(Material provided)

PR #948, opened 2023-03-08
BB-563: Added banner to give test.bb.org a distinguishing feature

riyaku11:
### Problem
Test or beta site requires a distinguishing banner to differentiate it from Bookbrainz site

### Solution
Added a banner to distinguish test or beta site

### DIFF
--- a/src/server/app.js
+++ b/src/server/app.js
@@ -150,17 +150,17 @@ app.use((req, res, next) => {
 	res.locals.repositoryUrl = repositoryUrl;
 	res.locals.alerts = [];
 	req.signUpDisabled = false;
-	const msg = '';
 	if (process.env.DEPLOY_ENV === 'test' || process.env.DEPLOY_ENV === 'beta') {
+		const msg = '';
 		if (process.env.DEPLOY_ENV === 'beta') {
-		msg = 'You are on the beta website, which uses the main database but with a newer version of the code to test new features.'
-	}
-	else {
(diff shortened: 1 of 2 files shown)


src/server/app.js
```diff
@@ -151,6 +151,13 @@ app.use((req, res, next) => {
 	res.locals.alerts = [];
 	req.signUpDisabled = false;
 
+	if (process.env.DEPLOY_ENV === 'test' || process.env.DEPLOY_ENV === 'beta') {
+		res.locals.alerts.push({
+			level: 'danger',
```
MonkeyDo, line 156: I think this would be a bit less harsh than a big red alert :D
```suggestion
			level: 'info',
```

src/server/app.js
```diff
@@ -151,6 +151,13 @@ app.use((req, res, next) => {
...
+			message: `You are on a ${process.env.DEPLOY_ENV} site`
```
MonkeyDo, line 157: Here it would be useful to spell out the difference between beta and test. something like:

> You are on the beta website, which uses the main database but with a newer version of the code to test new features.

and

> You are on the test website; all changes made here are not synced with the main database and will be overwritten periodically. Bugs and issues with the interface are also more likely.

MonkeyDo (changes requested):
Thanks for looking into this. A couple of suggestions below:

MonkeyDo (approved):

MonkeyDo:
Thank you @riyaku11  !

PR #949, opened 2023-03-09
BB-674: Rewrite revision file using async/await syntax

RohanSasne:
### Problem

[BB-673](https://tickets.metabrainz.org/browse/BB-674):
Across the codebase we have asynchronous code written using promises, which is hard to read and to maintain and error-prone.
### Solution

### Areas of Impact

The changes were reflected in `src/server/routes/revision.js`

### DIFF
--- a/src/server/routes/revision.js
+++ b/src/server/routes/revision.js
@@ -176,19 +176,19 @@ function formatEditionGroupChange(change) {
 	return [];
 }
 
-function diffRevisionsWithParents(orm, entityRevisions, entityType) {
+async function diffRevisionsWithParents(orm, entityRevisions, entityType) {
 	// entityRevisions - collection of *entityType*_revisions matching id
-	return Promise.all(entityRevisions.map(
+	const promises = entityRevisions.map(
 		async (revision) => {
 			const dataId = revision.get('dataId');
 			const revisionEntity = revision.related('entity');
 			const entityBBID = revisionEntity.get('bbid');
 			const entity = await orm.func.entity.getEntity(orm, entityType, entityBBID);
 			const isEntityDeleted = !entity.dataId;
-			return revision.parent()
-				.then(
-					(parent) => {
-						let isNew = false;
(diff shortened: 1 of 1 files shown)


src/server/routes/revision.js
```diff
@@ -178,52 +178,53 @@ function formatEditionGroupChange(change) {
...
+					revision
+				});
+			}
+			// If calling .parent() is rejected (no parent rev), we still want to go ahead without the parent
+			catch {
+				return makePromiseFromObject({
+					changes: revision.diff(null),
+					entity: revisionEntity,
+					entityAlias: dataId ?
+						await revision.related('data').fetch({require: false, withRelated: ['aliasSet.defaultAlias', 'aliasSet.aliases']}) :
```
MonkeyDo, line 215: Same as above

src/server/routes/revision.js
```diff
@@ -178,52 +178,53 @@ function formatEditionGroupChange(change) {
...
+				let isNew = false;
+				const isDeletion = !dataId;
+				if (!parent) {
+					isNew = Boolean(dataId);
+				}
+				return makePromiseFromObject({
+					changes: revision.diff(parent),
+					entity: revisionEntity,
+					entityAlias: dataId ?
+						await revision.related('data').fetch({require: false, withRelated: ['aliasSet.defaultAlias', 'aliasSet.aliases']}) :
```
MonkeyDo, line 199: Here I believe we don't want to `await` the promise, as that is what `makePromiseFromObject` is used for.
It returns a Promise resolving to an object with each value resolved (if the value was a promise).

MonkeyDo (commented):
Thank you for continuing on this train ! 🚂

RohanSasne:
Thought over it and yes you're right, it was a error on my side it shouldn't await, fixed it :) thanks for pointing out !

MonkeyDo (approved):
Thank you !

PR #950, opened 2023-03-09
BB-725: refactor achievement component

meziyum:
### Problem [BB-725](https://tickets.metabrainz.org/browse/BB-725)

1. Simplicity and readability
2. Performance
3. Easier to test

### Solution
I have refactored the Achievement component from a class component to a functional component.  I have also optimized the image rendering logic by using a ternary operator instead of an if-else statement. The refactored component has improved code readability and maintainability.

### Areas of Impact
User Profile and Achievement Pages

image
image


src/client/components/forms/parts/achievement.js
```diff
@@ -56,64 +56,54 @@ const maxAchievementProgress = {
...
-				</Container>
-			</Card>
-		);
-	}
+function Achievement(props) {
+	const {achievement, counter, unlocked} = props;
+	const imgElement = unlocked ? (
+		<DragAndDropImage
+			achievementId={achievement.id}
+			achievementName={achievement.name}
```
MonkeyDo, line 65: For clarity and because we use these props everywhere in this component, what about destructuring the achievement id, name, etc. like you do for the props?

MonkeyDo (commented):
Looks sensible, thanks for this improvement!

src/client/components/forms/parts/achievement.js
meziyum: I did think about it initially but decide to wait for your review to get idea of how you want it to be done. I will immediately work on it.

MonkeyDo (approved):
Great job :)

I'll squash the commits as I merge this PR, because the commit history is a bit messy, but no worries about that.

(End Material provided)

| What is expected |
Beginning with the first line of the records above, reproduce each line exactly, ending at the line that contains "res.locals.repositoryUrl = repositoryUrl;", and leave out everything else.

| Worked solution |
PR #948, opened 2023-03-08
BB-563: Added banner to give test.bb.org a distinguishing feature

riyaku11:
### Problem
Test or beta site requires a distinguishing banner to differentiate it from Bookbrainz site

### Solution
Added a banner to distinguish test or beta site

### DIFF
--- a/src/server/app.js
+++ b/src/server/app.js
@@ -150,17 +150,17 @@ app.use((req, res, next) => {
 	res.locals.repositoryUrl = repositoryUrl;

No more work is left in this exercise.